Having never seen an Audrey Hepburn film before, the only image of her I have in my head is, of course, the sleek black dress, the ornate pearl necklace, and the dark sunglasses from Breakfast at Tiffany’s. I’ve always associated this photo with Hepburn’s status as a style icon, as opposed to the film it spawned from. Finally seeing the movie that helped make her a legend was actually an interesting and surprisingly enjoyable experience.
Breakfast at Tiffany’s definitely brought out the girl in me. I couldn’t help but fall in love with Hepburn’s Holly Golightly, with her nonchalance and breezy way of talking. Who cares that she’s kind of a prostitute and only associates with the wealthiest of New York socialites? I have respect for a woman who does what it takes to get what she wants, even if her methods aren’t exactly ethical. I was also seduced by the fashion. I’m a big fan of 60’s fashion, so I was in heaven watching the women of the film dressed in elegant gowns and form-fitting dresses, with their hair in chic up-dos. If I had a chance to go back in time to any era I wanted for a shopping spree, it would be the 60’s.

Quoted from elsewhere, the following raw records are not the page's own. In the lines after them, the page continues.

PR #34370, opened 2024-07-17
[Python] Only auto re-subscribe after initial subscription

agners:
The subscription logic waits for the first successful subscription before the Read() call is being returned (the future is awaited which is only released on handleSubscriptionEstablished). If the first subscription attempt fails (e.g. because the CASE session doesn't establish) the Read() never returns, not with an error but also not with a subscription transaction. And since the Python side has no access to the SubscriptionTransaction object at this point yet, there is also no way to stop this subscription attempt.

With this change, we only resubscribe if the initial subscription was successful. This changes semantics slightly, but really allows the caller to decide if it wants to continue try to establish the subscription.

### DIFF
--- a/src/controller/python/chip/clusters/attribute.cpp
+++ b/src/controller/python/chip/clusters/attribute.cpp
@@ -145,18 +145,20 @@ public:
 
     void OnSubscriptionEstablished(SubscriptionId aSubscriptionId) override
     {
+        // Only enable auto resubscribe if the subscription is established successfully.
+        mAutoResubscribeNeeded = mAutoResubscribe;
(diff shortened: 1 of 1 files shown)


cecille (approved):

cecille:
Stefan - if you have some time, would you mind adding that description into the function docstring around the autoResubscribe parameter?

agners:
> Stefan - if you have some time, would you mind adding that description into the function docstring around the autoResubscribe parameter?

Yeah good point. I've created a new PR with some other missing parameters: https://github.com/project-chip/connectedhomeip/pull/34380.

tehampson (approved):

arkq (approved):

Then, of course, there’s the infamous Mr. Yunioshi, played by a completely unrecognizable Mickey Rooney. As soon as his character stumbled his way on screen, my mouth gaped. At first, I had no idea it was Mickey Rooney. I thought it was just a really bad Asian actor. Then I discovered from the ever-faithful Wikipedia that it was Mickey Rooney with a prosthetic mouthpiece and “yellowface” makeup. No one ever really commented on the offensiveness of this portrayal until the 1990’s, which sort of shocks me. Mr. Yunioshi was not meant to be an ironic, self-deprecating character – it was simply racist. A more recent example of this might be Robert Downey, Jr. as a white actor playing a black character in 2008’s Tropic Thunder, although the ridiculousness of this casting choice is commented on throughout the film. Mr. Yunioshia, however, is just a white actor doing an over-the-top and insulting impression of an Asian man.

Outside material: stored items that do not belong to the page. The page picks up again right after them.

PR #34371, opened 2024-07-17
External sdk support

rasmus-zyax:
Added a way to depend on an external SDK to allow an external platforms to provide dependencies to the matter libraries the same way as platforms currently included within the source tree

### DIFF
--- a/src/system/BUILD.gn
+++ b/src/system/BUILD.gn
@@ -43,6 +43,8 @@ declare_args() {
   #
   # see https://clang.llvm.org/docs/ThreadSafetyAnalysis.html
   chip_enable_thread_safety_checks = is_clang
+
+  chip_external_sdk_target = ""
 }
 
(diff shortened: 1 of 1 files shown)


src/system/BUILD.gn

Despite Mr. Yunioshi, I was pleasantly surprised by Breakfast at Tiffany’s. It was edgier and sexier than I had expected and lived up to the kind of story I would expect from Truman Capote. It was more than a silly romantic comedy, thankfully. It transported me to another time and made me fantasize about a fabulous life filled with fashion, booze, cigarettes, and fancy New York parties. It’s no wonder to me now why Audrey Hepburn is one of the most famous actresses of all time and why the image of her graceful looks and elegant style lives on.